As time went on, Michael became more and more mentally unstable. He would rearrange furniture at 2 am; had a serious car accident; started to have panic attacks and bouts of rage for no reason; and either would not answer the phone or talk compulsively for hours. I became more of a care-giver than a companion, lover or mate. I kept the house, buying groceries, cooking and cleaning, but I also opened the mail that he would leave unattended, planned our trips out of town, stayed connected with friends, made sure he kept his appointments, and listened to him talk about himself, his problems, his painful childhood, his lack of inner resources to find work or stay at a job, his lack of self-confidence and motivation, for hours and hours. He no longer wanted to be here, he told me.

“Please let me go, give me permission,” he begged. I can’t believe I am still alive.” 

I was exhausted, frustrated and overwhelmed, working part time at a retail shop, trying to develop my writing skills, stay connected to my almost-adult sons and my friends, and pursue my own interests. And I also had emotional wounds to heal. Once I recognized that I needed to create boundaries, I reached out and was able to receive counseling at Southwest College.
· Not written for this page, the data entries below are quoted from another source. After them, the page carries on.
PR #403, opened 2022-04-03
feat(typeguards): add isFunction

LuisMartinez15:
EX-5796

### DIFF
--- a/packages/x-utils/src/__tests__/typeguards.spec.ts
+++ b/packages/x-utils/src/__tests__/typeguards.spec.ts
@@ -14,6 +14,8 @@ describe('typeguards test', () => {
       c: 'c'
     }
   };
+  const nil = null;
+  const undef = undefined;
 
   describe('isFunction', () => {
     it('should return true when the passed value is a Function', () => {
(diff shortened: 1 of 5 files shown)


packages/x-utils/src/__tests__/typeguards.spec.ts
```diff
@@ -0,0 +1,39 @@
...
+  const func = (): any => {};
+  const arr = [1, 2, 3];
+  const obj = {
+    a: 1,
+    b: {
+      c: 'c'
+    }
+  };
+
+  describe('isFunction', () => {
```
tajespasarela, line 18: Should we test `null` and `undefined` values too?

packages/x-utils/src/__tests__/typeguards.spec.ts
```diff
@@ -0,0 +1,39 @@
...
+      expect(isFunction(str)).toBe(false);
+      expect(isFunction(num)).toBe(false);
+      expect(isFunction(bool)).toBe(false);
+      expect(isFunction(func)).toBe(true);
+      expect(isFunction(arr)).toBe(false);
+      expect(isFunction(obj)).toBe(false);
+    });
+  });
+
+  describe('isObject', () => {
```
tajespasarela, line 29: Should we test null and undefined values too?

tajespasarela (changes requested):

packages/x-utils/src/__tests__/typeguards.spec.ts
LuisMartinez15: You're right, done!

tiborux (approved):

tajespasarela (approved):

PR #410, opened 2022-04-05
feat(tailwindcss-x): create tailwind plugin package

CachedaCodes:
[EX-5627](https://searchbroker.atlassian.net/browse/EX-5627)

## Motivation and context
Package for the Tailwind plugin with TS, PostCSS, and Vite. Added basic PostCSS plugins.

## Type of change

- [X] `Main`
- [ ] Other. Specify:


packages/tailwindcss-x/package.json
```diff
@@ -0,0 +1,23 @@
+{
+  "name": "tailwindcss-x",
+  "private": true,
```
diegopf, line 3: I think we should add the description, author, license, homepage and similar fields like we do for other packages

packages/tailwindcss-x/package.json
```diff
@@ -0,0 +1,23 @@
...
+  "version": "0.1.0",
+  "scripts": {
+    "dev": "vite",
+    "build": "tsc && vite build",
+    "preview": "vite preview"
+  },
+  "devDependencies": {
+    "autoprefixer": "^10.4.4",
```
diegopf, line 11: I see that we are using the version `~9.7.4` can we keep both projects in sync? This way we will not have a package-lock.json here.

packages/tailwindcss-x/package.json
```diff
@@ -0,0 +1,23 @@
...
+    "cssnano": "^5.0.15",
+    "postcss": "^8.4.12",
+    "postcss-import": "^14.1.0",
+    "tailwindcss": "^3.0.23",
+    "typescript": "~4.6.2",
+    "vite": "^2.9.0"
```
diegopf, line 17: I think we should use always the ~ and not the ^ modifier for external dependencies versions

diegopf (changes requested):
I see the readme.md file is missing, I think we should add one, shouldn't we?

.github/dependabot.yaml
```diff
@@ -19,3 +19,4 @@ updates:
       day: "friday"
       time: "08:00"
       timezone: "Europe/Madrid"
+
```
diegopf, line 22: Remove empty line, please.

packages/tailwindcss-x/tsconfig.eslint.json
```diff
@@ -0,0 +1,7 @@
+{
+  "extends": "./tsconfig.json",
+  "compilerOptions": {
+    "noEmit": true
```
diegopf, line 4: We already have this set on the parent tsconfig.json, so we should skip it here.

diegopf (changes requested):

packages/tailwindcss-x/index.html
```diff
@@ -0,0 +1,13 @@
...
+<html lang="en">
+  <head>
+    <meta charset="UTF-8" />
+    <link rel="icon" type="image/svg+xml" href="favicon.svg" />
+    <meta name="viewport" content="width=device-width, initial-scale=1.0" />
+    <link rel="stylesheet" href="/src/css/index.pcss" />
+    <title>tailwindcss-x</title>
+  </head>
+  <body>
+    <div id="app"></div>
```
tajespasarela, line 11: add an example to see tw working:

```html
    <button class="x-bg-amber-400 x-p-1 x-border-amber-500 x-border-2 x-border-solid x-rounded">
      Button
    </button>
```

packages/tailwindcss-x/tsconfig.eslint.json
tajespasarela: actually, I think we are going to export types from this package so we have to remove that option from the parent.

Michael’s mental state continued to deteriorate and he became more and more determined to end his suffering. We discussed suicide often and my attempts to talk him out of it ranged from “we don’t know what’s on the other side” to “What about your sons?” When he confessed that he has kept a gun secretly hidden for two years, I was frightened. Events spiraled until I moved to our friend’s rental and then house-sat for her while she was out of town. Michael and I continued to see each other but I would ask him to leave so I could work. Eventually he planned what he had been obsessing about for years and I came home one evening to the news that he had killed himself.

To be able to pour out my grieving heart onto the page
                                                          was cathartic.

After days of weeping and memorials and his family’s recriminations and time to reflect, I returned to the writing group. A burst of creative energy was released because I was no longer care-giving. To be able to pour out my grieving heart onto the page was cathartic. I felt both liberated and abandoned by Michael’s death. He was no longer holding me back but I also no longer had his adventurous spirit, his companionship, his affection and playfulness when he wasn’t depressed. I was angry at myself,  that I had put up with his abuse, recalling those times when he was critical or demanding of me and other times  when he risked our safety while driving or traveling. A cauldron of boiling emotions poured out onto the page. To know that others were willing to be on the journey, accompanying me through the muck, was life-saving.